Collected data
○ ○ ○ ○ ○ ○ ○

PR #5268, opened 2019-11-29
Add 64 bits to the list of architectures for test runs

guillep:
Redo of #5261 , fixing #5260

### DIFF
--- a/Jenkinsfile
+++ b/Jenkinsfile
@@ -223,7 +223,17 @@ try{
 
     //Testing step
     def testers = [:]
-    def architectures = ['32', '64']
+    // We run the whole process in 64 bits all the time. 
+    // The 32 bits process is only run when a PR is integrated
+  
+    def architectures
+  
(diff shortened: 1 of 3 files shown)


VincentBlondeau:
It seems that the fix is a bit more complex. The x64 files needs to be stashed correctly too.

VincentBlondeau:
L 129 should be edited too. @guillep  I let you do it :)

guillep:
Yes sir, let's see how this goes. Before bootstrapping in 64 bits used to crash the VM.

VincentBlondeau:
Ok. The configuration change is working!
And, there are issues on the x64 version :)

VincentBlondeau (approved):
Change is working but tests are failing. Test should be solved in another PR

estebanlm:
Moving to P9 because no time for the release (P9 is starting now anyway so you can continue working)

PR #5283, opened 2019-12-02
4454-TraitedMetaClassisRejectedMethod-rejects-too-many-methods

### LINKED ISSUE #4454: TraitedMetaClass>>isRejectedMethod: rejects too many methods
I need to override two methods on the class side: `#ffiLibrary` and `ffiLibraryName`. I do this with a trait. When I compile the class I lose those two overrides due to the logic in TraitedMetaClass>>isRejectedMethod:.

MarcusDenker:
- change #isRejectedMethod: to never reject methods that are in the trait composition
- inline the comments into the code (easier to understand)

Traits tests are green

fixes #4454 (I hope)


VincentBlondeau (changes requested):
Could we add a test in a subclass of T2AbstractTest so we are sure that the bug we will raise again?
Thanks!

MarcusDenker:
yes! we should really add a test for this

VincentBlondeau (approved):
Thanks Marcus!

MarcusDenker:
all tests green

PR #5286, opened 2019-12-02
OrderedClassPool

MarcusDenker:
The class pool is not ordered. This leads to the sad state of affairs that we ordere the #classVarNames when we access them...

This is an experiment to see what breakes if we just make them OrderedDisctionaries. The next step then is to remove the #sort from #classVarNames...


MarcusDenker:
method missing: 
Error: declareVariable:from: not found in OrderedDictionary

MarcusDenker:
need to check at the bootstrap love...

PR #5288, opened 2019-12-02
5222-Metacello-does-not-produce-loading-log-anymore

### LINKED ISSUE #5222: Metacello does not produce loading log anymore
In my Pharo 8's CIs, I do not have the loading logs anymore.

I have the logs about packages been fetch but not about the packages been loaded, the undeclared variables, the shadow variables...

pavel-krivanek:
replace Metacello logging to Transcript with a specialized SystemNotification

fixes #5222


svenvc:
Structured notifications would be better still ;-)

Will these still be logged on the Transcript ?

pavel-krivanek:
yes, the system notifications are by default printed to Transcript.

estebanlm (approved):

○ ○ ○ ○ ○ ○ ○

All that should appear in the response is the run of lines from the first line of the entries through the line containing "And, there are issues on the x64 version :)", copied exactly.

▸ ANSWER FOR THIS EXERCISE
PR #5268, opened 2019-11-29
Add 64 bits to the list of architectures for test runs

guillep:
Redo of #5261 , fixing #5260

### DIFF
--- a/Jenkinsfile
+++ b/Jenkinsfile
@@ -223,7 +223,17 @@ try{
 
     //Testing step
     def testers = [:]
-    def architectures = ['32', '64']
+    // We run the whole process in 64 bits all the time. 
+    // The 32 bits process is only run when a PR is integrated
+  
+    def architectures
+  
(diff shortened: 1 of 3 files shown)


VincentBlondeau:
It seems that the fix is a bit more complex. The x64 files needs to be stashed correctly too.

VincentBlondeau:
L 129 should be edited too. @guillep  I let you do it :)

guillep:
Yes sir, let's see how this goes. Before bootstrapping in 64 bits used to crash the VM.

VincentBlondeau:
Ok. The configuration change is working!
And, there are issues on the x64 version :)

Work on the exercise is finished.